Feedback, Evaluation and Training
Search engines continuously improve by closing the loop between user signals and model updates:
- Signals — clicks, dwell time, reformulations and explicit ratings indicate satisfaction or dissatisfaction.
- Judgments — human assessors provide relevance labels following detailed guidelines; small randomized buckets or interleaving tests collect unbiased click data.
- Evaluation — Offline quality is typically tracked with NDCG@k and Precision/Recall@k. NDCG measures ranked‑list quality with graded relevance: DCG sums each result’s gain discounted by its rank, and NDCG normalizes by the ideal DCG so scores lie in [0, 1] and are comparable across queries. Precision is the fraction of retrieved items that are relevant, while Recall is the fraction of all relevant items that were retrieved.
- Training & deployment — Models are retrained on fresh signals and editorial judgments, then must beat a strong baseline in offline evaluation before moving to online tests. Only candidates that pass offline checks go to controlled online evaluation — typically interleaving or A/B tests on a small share of traffic — to verify real user impact. To reduce presentation bias and collect debiased signals for future training, a small randomized traffic slice (exploration buckets) continuously introduces position shuffles or uniform sampling, enabling propensity‑scored learning from clicks.
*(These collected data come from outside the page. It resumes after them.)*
PR #4511, opened 2024-12-05
Fix travel advice breadcrumb rendering

leenagupte:
⚠️ This repo is Continuously Deployed: make sure you [follow the guidance](https://docs.publishing.service.gov.uk/manual/development-pipeline.html#merge-your-own-pull-request) ⚠️

## What's changed?

Rely on the application layout to render breadcrumbs

## Why?

This follows the same pattern as other pages in frontend

## Screenshots?

N/A - No visible changes.

PR #4531, opened 2024-12-13
Show a breadcrumb on the travel advice index page

leenagupte:

## What

Show a breadcrumb on the travel advice index page.

## Why

Follows on from: https://github.com/alphagov/frontend/pull/4511

It's not clear if this was purposefully left off, or was overlooked because the travel advice controller didn't set the `@publication` variable, however it is odd that the travel advice index page doesn't have a breadcrumb. It is the only page in the travel advice flow that doesn't have a breadcrumb. The other comparable page is the list of departments, and that page does have a breadcrumb.

## Screenshots

|Before|After|
|-------|-----|
|Screenshot 2024-12-13 at 17 20 20|Screenshot 2024-12-13 at 17 21 04|

### DIFF
--- a/app/controllers/travel_advice_controller.rb
+++ b/app/controllers/travel_advice_controller.rb
@@ -37,7 +37,7 @@ private
   # TODO: Controllers should provide a presenter or a publication.
   # These objects duplicate roles (see `presenter || @publication`) in views.
   def publication
-    content_item if country_page?
+    content_item
   end
 
   def content_item_path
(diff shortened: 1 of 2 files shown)


app/controllers/travel_advice_controller.rb
```diff
@@ -37,7 +37,7 @@ def show
   # TODO: Controllers should provide a presenter or a publication.
   # These objects duplicate roles (see `presenter || @publication`) in views.
   def publication
-    content_item if country_page?
```
KludgeKML, line 40: I'm still very suspicious about a publication method that returns a content_item, but I think that's a fix outside of the scope of this change.

KludgeKML (approved):
LGTM

PR #4157, opened 2024-07-12
Prepare Frontend to render popular tasks from the homepage content item

unoduetre:
⚠️ This repo is Continuously Deployed: make sure you [follow the guidance](https://docs.publishing.service.gov.uk/manual/development-pipeline.html#merge-your-own-pull-request) ⚠️

## What

Mainstream Publishing Experience (MPE) is working on a homepage publishing tool. As part of this work they will be adding popular tasks to the existing homepage content_item.

This card is about updating Frontend so that it can read the links from the content item if they are present, and read them from the existing locale file if they are not.

## Why

To ensure that we are not blocking MPE. If we ship this work they will able to:

* Put their branch of publisher on integration
* Publish the homepage content item
* Check to see if the homepage on integration shows their new links.

At some point in the future we can remove the code that falls back to the locale file. But there’s no urgency on this.

[Trello card](https://trello.com/c/GmDR8nkf/2686-prepare-frontend-to-render-popular-tasks-from-the-homepage-content-item-m), [Jira issue NAV-12228](https://gov-uk.atlassian.net/browse/NAV-12228)

PR #4533, opened 2024-12-16
Update tests related to homepage's popular links so they use examples from publishing-api

unoduetre:

## What

While [https://github.com/alphagov/frontend/pull/4157](https://github.com/alphagov/frontend/pull/4157 "smartCard-inline")  was developed, the test examples in publishing-api were still not ready, so the tests were prepared using a different approach. The [example](https://github.com/alphagov/publishing-api/pull/2816/commits/e824b2380708eeb063454c9e42c8ba61f9b8f61c "‌") has now been added, so we need to update the tests to use it.

## Why

In order to keep all api examples in a single place and to allow the same examples to be shared between different applications, so they can be easily updated at the same time api is updated.

[Trello card](https://trello.com/c/rC6DUre7/3093-update-tests-related-to-homepages-popular-links-so-they-use-examples-from-publishing-api)

### DIFF
--- a/spec/requests/homepage_spec.rb
+++ b/spec/requests/homepage_spec.rb
@@ -2,7 +2,16 @@ RSpec.describe "Homepage" do
   include GovukAbTesting::RspecHelpers
 
   context "loading the homepage" do
-    before { stub_content_store_has_item("/", schema: "special_route", links: {}) }
+    let(:overrides) { {} }
+
+    before do
+      content_store_has_example_item(
+        "/",
+        schema: "homepage",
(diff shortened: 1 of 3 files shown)


catalinailie (approved):
Looks good to me ⭐

hannako:
@unoduetre 

I think this PR can be closed as the changes are about to be made as part of Leena's work [here](https://github.com/alphagov/frontend/pull/4517/files#diff-cd770bd872f91f591d19af78a3c27935c380da2be3645070ef2fa02ff0c55d7f)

Press enter or click to view image in full size
Comparing Google, Bing and Yandex
While all major engines share this high‑level architecture, their emphasis and implementations differ:
- Google — public documentation emphasises a suite of ranking systems that process hundreds of billions of pages using many signals. Google lists systems like BERT, neural matching, RankBrain and helpful content, and notes that ranking happens at the page level with continuous testing and improvements. Mobile‑first indexing and Core Web Vitals influence rankings. Ads may appear within AI overviews.
- Bing/Microsoft — Bing’s retrieval and ranking are powered by the Turing model family. The company discusses whole‑page relevance and uses the Copilot interface to blend generative answers with search results. Ads are context‑sensitive and appear alongside AI summaries.
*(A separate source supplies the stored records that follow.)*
PR #4534, opened 2024-12-16
Add GA4 tracking to some missions page blocks

AshGDS:
## What / Why
- Adds GA4 tracking to some missions page blocks as this was missing in the initial release
- Adds the link tracker for the Menu, Boxes and Org logo links
- Adds the event tracker for the Menu button
- See the [implementation guide](https://docs.google.com/document/d/1LGLRb6zMvJBjzMYPgLAcBWbS-GsKGUzLcumCsZgiUhM/edit?tab=t.0#heading=h.gtmw0pgvmi0n) if you'd like to verify the JSON values.
- I had to create a new container block for the boxes to give me a nice way to track them. This is because they're rendered separately from each other in the code, and for the purposes of GA4 indexes I needed to capture all of them in one `<div>` so the indexes could be set. Therefore there's a new `box_container` block. (I didn't want to add the tracking on to the existing `columns_layout` `<div>` that surrounds all of them already, as I don't think `columns_layout` should have any tracking on it.)
- Trello cards:
    - https://trello.com/c/EGZOPdxC/215-add-ga4-tracking-to-blocks
    - https://trello.com/c/lumWLkCq
    - https://trello.com/c/ccYUfF9Q
    - https://trello.com/c/EQPR2GYw

### DIFF
--- a/app/views/landing_page/blocks/_main_navigation.html.erb
+++ b/app/views/landing_page/blocks/_main_navigation.html.erb
@@ -5,19 +5,48 @@
   <h2 class="govuk-visually-hidden" id="main-navigation-heading">Secondary navigation menu</h2>
   <div class="main-nav__button-container main-nav__button-container--collapsed js-main-nav__button-container">
     <div class="govuk-width-container">
-      <button type="button" class="main-nav__button main-nav__button--no-js govuk-link govuk-link--no-underline" aria-expanded="false" aria-controls="main-nav-container">
-        <%= block.name || "Menu" %>
-      </button>
+      <% button_text = block.name || "Menu" %>
+      <%= tag.button button_text,
+        type: "button",
+        class: "main-nav__button main-nav__button--no-js govuk-link govuk-link--no-underline",
+        aria: { expanded: "false", controls: "main-nav-container" },
+        data: {
+          module: "ga4-event-tracker",
+          ga4_expandable: "",
+          ga4_event: {
+            event_name: "select_content",
+            index_section: 1,
+            index_section_count: 1,
+            type: "secondary header",
+            section: button_text
+          }.to_json
+        } %>
     </div>
   </div>
   <div class="main-nav__nav-container main-nav__nav-container--js-hidden govuk-width-container js-main-nav__nav-container" id="main-nav-container">
-    <nav aria-labelledby="main-navigation-heading">
-      <% contents_list(request.path, block.links).each do |link_group| %>
+    <nav aria-labelledby="main-navigation-heading" data-module="ga4-link-tracker">
+      <% ga4_index_section_count = block.links.length %>
+      <% contents_list(request.path, block.links).each_with_index do |link_group, nav_index| %>
+        <% nav_section_heading = link_group[:text] %>
         <h3 class="main-nav__heading govuk-heading-s"><%= link_group[:text] %></h3>
         <ul class="main-nav__list">
-          <% link_group[:links].each do |link| %>
+          <% ga4_index_total = link_group[:links].length %>
+          <% link_group[:links].each_with_index do |link, link_index| %>
           <li class="main-nav__list-item">
-            <%= link_to link[:text], link[:href], class: "govuk-link govuk-link--no-underline govuk-link--no-visited-state" %>
+            <%= link_to link[:text],
+              link[:href],
+              class: "govuk-link govuk-link--no-underline govuk-link--no-visited-state",
+              data: {
+                ga4_link: {
+                  event_name: "navigation",
+                  type: "secondary header",
+                  index_link: link_index + 1,
+                  index_total: ga4_index_total,
+                  index_section: nav_index + 1,
+                  index_section_count: ga4_index_section_count,
+                  section: nav_section_heading,
+                }.to_json
+              } %>
           </li>
           <% end %>
         </ul>
--- a/app/views/landing_page/themes/_prime-ministers-office-10-downing-street.html.erb
+++ b/app/views/landing_page/themes/_prime-ministers-office-10-downing-street.html.erb
@@ -25,6 +25,15 @@
         },
         inverse: true,
         inline: true,
+        data_attributes: {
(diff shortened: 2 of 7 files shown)


app/views/landing_page/blocks/_box_container.html.erb
```diff
@@ -0,0 +1,16 @@
...
+    ga4_set_indexes: "",
+    ga4_track_links_only: "",
+    ga4_link: {
+      event_name: "navigation",
+      type: "box",
+    }.to_json
+  }
+%>
+<%= tag.div data: data_attributes do %>
+  <% block.blocks.each do |child| %>
```
andysellick, line 13: Instead of creating a new block and wrapping the whole page in it, could these tracking attributes be applied to the show template? https://github.com/alphagov/frontend/blob/main/app/views/landing_page/show.html.erb#L25

app/views/landing_page/blocks/_main_navigation.html.erb
```diff
@@ -5,20 +5,59 @@
...
+      <% button_text = block.name || "Menu" %>
+      <%= tag.button button_text,
+        type: "button",
+        class: "app-b-main-nav__button app-b-main-nav__button--no-js govuk-link govuk-link--no-underline",
+        aria: { expanded: "false", controls: "app-b-main-nav-container" },
+        data: {
+          module: "ga4-event-tracker",
+          ga4_expandable: "",
+          ga4_event: {
+            event_name: "select content",
```
andysellick, line 17: Should this be `select_content`?

app/views/landing_page/blocks/_main_navigation.html.erb
```diff
@@ -5,20 +5,59 @@
...
+    <nav aria-labelledby="app-b-main-navigation-heading" data-module="ga4-link-tracker">
+      <%
+        ga4_index_section = 0
+        ga4_index_section_count = block.links.length
+      %>
       <% contents_list(request.path, block.links).each do |link_group| %>
-        <h3 class="app-b-main-nav__heading govuk-heading-s"><%= link_group[:text] %></h3>
+        <%
+          nav_section_heading = link_group[:text]
+          ga4_index_section = ga4_index_section + 1
```
andysellick, line 35: Rather than having variables to keep track of this value, would it be possible to use `each_with_index` instead? Haven't tried it out so if it's too complicated don't worry, just a thought.

andysellick (commented):
One question about the approach and a couple of small things.

app/views/landing_page/blocks/_box_container.html.erb
AshGDS: Ah no this is different - the box container I've created is only wrapped around all the block we called "box", not the whole page:

image

AshGDS:
Thanks @andysellick  - should be ready to re-review. Also had to rebase as the organisation logo's render statement moved to a new template.

app/views/landing_page/blocks/_box_container.html.erb
andysellick: My concern with this approach is that we have to add an extra layer of blocks just for tracking, which seems like it could be over complicating a publishing interface. Did you consider other options? Perhaps as an option on the columns_layout block?

AshGDS: Happy to move it to the columns layout 👍  - I think I was worried that adding tracking to a "layout" block would be confusing from an architectural perspective, but I think what you said makes sense. We'll need to pass `ga4_tracking: true` and `ga4_type: box` through on the column layout we want to track so that it doesn't affect anything else using the column layout, and so the tracking isn't tied to boxes specifically.

andysellick: I think that sounds sensible. It would be great if it could automatically figure out the kind of tracking it needs based on the blocks themselves (and likewise for any future tracking, so there's just one parameter to turn it on) but don't worry if that's too complex.

AshGDS:
Thanks @andysellick - should be ready to review again 👍

app/views/landing_page/blocks/_box_container.html.erb
AshGDS: Thanks, yeah that would be good - though sometimes the PAs use a different name to what we've called the block, which might complicate things!

app/views/landing_page/themes/_prime-ministers-office-10-downing-street.html.erb
```diff
@@ -25,6 +25,15 @@
         },
         inverse: true,
         inline: true,
+        data_attributes: {
+          module: "ga4-link-tracker",
+          ga4_track_links_only: "",
+          ga4_link: {
+            event_name: "navigation",
+            seciton: "Header",
```
andysellick, line 33: Typo: `seciton`

docs/building_blocks_for_flexible_content.md
```diff
@@ -382,6 +382,7 @@ Note that the `[Image: desktop.png]` syntax must be wrapped in quotes (`"[Image:
 Layout blocks are similar to compound blocks in that they contain nested blocks. They are used to arrange blocks on the page, and to make it easier to apply styling to the blocks.
 
 - [Blocks Container](#blocks-container)
+- [Box Container](#box-container)
```
andysellick, line 385: Presumably this documentation can be removed now?

andysellick (commented):
Looks good, and cleaner too. Just a couple of minor comments - also are there any tests that should be included here? Maybe one to check that if the `ga4_tracking` is applied to a block that the expected attributes appear?

app/views/landing_page/blocks/_box_container.html.erb
andysellick: Fair enough, what you've done now looks good 👍

AshGDS:
Thanks @andysellick - should be ready for another review (the 2 latest commits are the new changes)

andysellick (approved):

- Yandex — historically uses MatrixNet (GBDT) and CatBoost for ranking and integrates a transformer ranker called YATI for semantic matching. Yandex places strong emphasis on regional signals and provides localised results. Public announcements highlight improvements in ranking quality rather than generative answers.
Why This Matters
Understanding the architecture behind search engines helps users and developers appreciate why results look the way they do and why certain queries trigger AI responses while others do not. It also highlights the balance these systems must strike: retrieving comprehensive information, ranking it by relevance and quality, injecting diversity and safety, blending verticals and adverts, and now generating summarised answers, all under strict latency constraints.
As LLMs become more capable, the retrieval‑ranking‑generation stack will only get deeper: models will rewrite queries, plan multi‑hop retrieval, generate structured responses and even evaluate their own output. The research community is actively exploring new learning paradigms, including LLM‑as‑judge evaluation and counterfactual learning, to scale training and evaluation across billions of queries.
Conclusion
Modern web search engines are sophisticated pipelines combining information retrieval, machine learning, neural ranking and generative AI. They start with crawling and canonicalising web content, build rich indices, understand user queries through intent and entity recognition, retrieve candidates via hybrid methods, rank and blend results through cascades of models and rules, and increasingly provide AI‑generated overviews grounded in retrieved passages. Continuous feedback from users and human judges keeps these systems improving.